Like all viruses, SARS-CoV-2 acquires mutations as it replicates and spreads. Most of these random variations in the genome sequence have no effect on the behavior of the virus, but researchers can still use them to identify different variants or strains of the virus, see how they are related, and determine if two samples are part of the same transmission chain.
Variants of concern
Scientists have identified several important mutations that appear to make the virus more infectious. Variants of SARS-CoV-2 with these mutations are spreading more rapidly than other variants. Coauthor Angie Hinrichs, a UCSC Genome Browser engineer, used UShER to determine that one of these variants, known as B.1.1.7, entered the United States through several independent introductions. It is now the dominant strain in the United States.
Turakhia said he has begun using UShER to study a new variant that has emerged in India and appears to be spreading rapidly there. Known as B.1.617, this lineage of the virus has two mutations of potential concern to scientists. “We don’t know yet how concerning it is, but it is important to track it,” he said.
Viral genomics can reveal transmission chains not found through conventional contact tracing, Corbett-Detig said.
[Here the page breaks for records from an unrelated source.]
PR #1515, opened 2021-03-08
scylla: make formula clear to pick num of threads

sitano:


sitano:
@allanbank I am curious if the example that I have added here makes sense from your PoV.

sitano:
ping

PR #1535, opened 2021-04-28
Redis: Using JedisPool instead of Jedis

yangbodong22011:
Hi, I am one of the [Jedis](https://github.com/redis/jedis) Reviewers. When I used YCSB to write large amounts of data (over 100 million) to Redis, I encountered a failure when the connection is abnormal (even if the insertionRetryLimit is configured). After reading the YCSB code, I found that YCSB uses `Jedis` instead of `JedisPool`. When Jedis encounters a connection timeout or disconnection, it cannot be restored. In order to run the `long-term stable` test, I introduced JedisPool. This PR mainly includes:

- Replace Jedis with JedisPool
- Exception is processed and `Status.ERROR` is returned
- Upgrade the Jedis version to 3.6.0 (the latest stable version)

### DIFF
--- a/pom.xml
+++ b/pom.xml
@@ -138,7 +138,7 @@ LICENSE file.
     <openjpa.jdbc.version>2.1.1</openjpa.jdbc.version>
     <orientdb.version>2.2.37</orientdb.version>
     <project.build.sourceEncoding>UTF-8</project.build.sourceEncoding>
-    <redis.version>2.9.0</redis.version>
+    <redis.version>3.6.0</redis.version>
     <riak.version>2.0.5</riak.version>
     <rocksdb.version>6.2.2</rocksdb.version>
     <s3.version>1.10.20</s3.version>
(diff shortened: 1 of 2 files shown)


yangbodong22011:
@busbey please have a look when you have time, thanks.

pom.xml
```diff
@@ -138,7 +138,7 @@ LICENSE file.
     <openjpa.jdbc.version>2.1.1</openjpa.jdbc.version>
     <orientdb.version>2.2.37</orientdb.version>
     <project.build.sourceEncoding>UTF-8</project.build.sourceEncoding>
-    <redis.version>2.9.0</redis.version>
+    <redis.version>3.6.0</redis.version>
```
sazzad16, line 141:
```suggestion
    <redis.version>3.7.0</redis.version>
```

sazzad16 (approved):

Issue #370, opened 2015-07-24
Repository used in the mongodb pom.xml not directly accessible


gkamat:
The pom.xml file for the MongoDB binding contains a reference to the following repository:

  http://www.allanbank.com/repo

However trying to access it directly does not work, for example:

$ wget http://www.allanbank.com/repo/
--2015-07-24 14:50:24--  http://www.allanbank.com/repo/
Resolving www.allanbank.com (www.allanbank.com)... 206.210.70.161
Connecting to www.allanbank.com (www.allanbank.com)|206.210.70.161|:80... connected.
HTTP request sent, awaiting response... 403 Forbidden
2015-07-24 14:50:24 ERROR 403: Forbidden.

Also, it would also be good to use the https transport here, if possible.

allanbank:
Yes, file listing is turned off on the server since it is not needed.  If you try to download the artifacts directly (see links below) it works. More details here:http://www.allanbank.com/mongodb-async-driver/userguide/maven.html

https is on the todo list.

http://www.allanbank.com/repo/com/allanbank/mongodb-async-driver/2.0.1/mongodb-async-driver-2.0.1.jar
http://www.allanbank.com/repo/com/allanbank/mongodb-async-driver/2.0.1/mongodb-async-driver-2.0.1-sources.jar
http://www.allanbank.com/repo/com/allanbank/mongodb-async-driver/2.0.1/mongodb-async-driver-2.0.1.pom

mthak:
The problem we have is "if this artifact changes to something else tomorrow, or if we add more artifacts like this in future" . Without a mirror It would need someone to download the artifacts manually and upload it on our internal maven repository.

busbey:
@mthak isn't that why folks set up nexus (or whatever repository) to mirror things? How is this particular repo different from the other ones we use in e.g. for tarantool or gemfire?

gkamat:
It would be helpful to have maven mirror/snapshot all dependent repositories at each YCSB release, and use those for the build.  Perhaps there is a way to enhance the build specification to do that.

busbey:
I was checking and I believe the maven-dependency-plugin should make this easy enough to do on releases.

I'll make a go at putting one in place for the 0.2.0 Release and we can see what would make it sustainable.

risdenk:
[...]

PR #1540, opened 2021-05-27
Add jaxb XML bindings to pom.xml.

sears:
These are no longer included in Java by default.  They are needed when building with OpenJDK 17.

I haven't tested with older versions of Java (hopefully CI will take care of that for me).


sears:
Hmm:
```
[ERROR] Failed to execute goal org.apache.maven.plugins:maven-assembly-plugin:2.5.5:single (default) on project memcached-binding: Failed to create assembly: Error creating assembly archive jar-with-dependencies: Problem creating TAR: entry 'javax/xml/bind/ModuleUtil.class' closed at '0' before the '1107' bytes specified in the header were written -> [Help 1]
```
This looks like: https://issues.apache.org/jira/browse/MASSEMBLY-34 I tried upgrading maven-assembly-plugin, and it got further on my machine.  However, it then hit https://github.com/brianfrankcooper/YCSB/issues/370

I pushed the updated assembly plugin, and CI is running again now.

PR #1549, opened 2021-07-15
Test runner

Maithem:
Add Test Runner and Reporting


core/src/main/java/site/ycsb/measurements/exporter/JSONMeasurementsExporter.java
```diff
@@ -38,6 +38,7 @@ public JSONMeasurementsExporter(OutputStream os) throws IOException {
     BufferedWriter bw = new BufferedWriter(new OutputStreamWriter(os));
     g = factory.createJsonGenerator(bw);
     g.setPrettyPrinter(new DefaultPrettyPrinter());
+    g.writeStartArray();
```
Maithem, line 41: port this fix upstream

PR #1550, opened 2021-07-15
Fix JSON Exporter

Maithem:
The exporter was producing an invalid json string, this patch
adds the array structure.


Maithem:
@busbey  can you please review this ?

This approach can help identify superspreader events, where one person transmitted the virus to many others, and it can also show that two cases from the same location are actually unrelated infections, not part of the same transmission chain, because the viral sequences differ too much.
“It’s an approach that is likely to be valuable moving forward, so we’re building the tools to enable people to do this in real time,” he said. “If you want to know who transmitted the virus to whom, or where in the world a new sample may have come from, you need to take the samples from your community and project them onto the known phylogenetic tree of all the other SARS-CoV-2 genome sequences, and conventional phylogenetic methods just can’t do this in a reasonable amount of time.”
That’s because conventional methods have to recalculate the entire tree every time new sequences are added, which is much too time-consuming when there are hundreds of thousands of sequences. UShER places samples onto an existing global phylogeny almost instantly, and it provides a local subtree of the added samples and their nearest neighbors so that their relationships can be visualized and examined in detail.
The researchers showed that UShER finds the right placement in 97% of cases. In the other 3%, incorrect placements are very close to the true site and still useful for contact tracing. UShER can also be used for quality control to quickly identify and remove low-quality sequences that may contain sequencing errors. The UShER results can be visualized and explored on the Nextstrain platform for interactive visualization of phylogenetic trees and maps of how the virus is spreading.
A training module for UShER is included in the CDC COVID-19 Genomic Epidemiology Toolkit (Module 3.3, including a video, slides, and links to more resources).
In addition to Turakhia, Corbett-Detig, Hinrichs, and Haussler, the coauthors of the paper include Bryan Thornlow and Landen Gozashti at UC Santa Cruz, Nicola De Maio at the European Bioinformatics Institute, and Robert Lanfear at Australian National University, Canberra. This work was funded by the Alfred P. Sloan Foundation and the National Institutes of Health.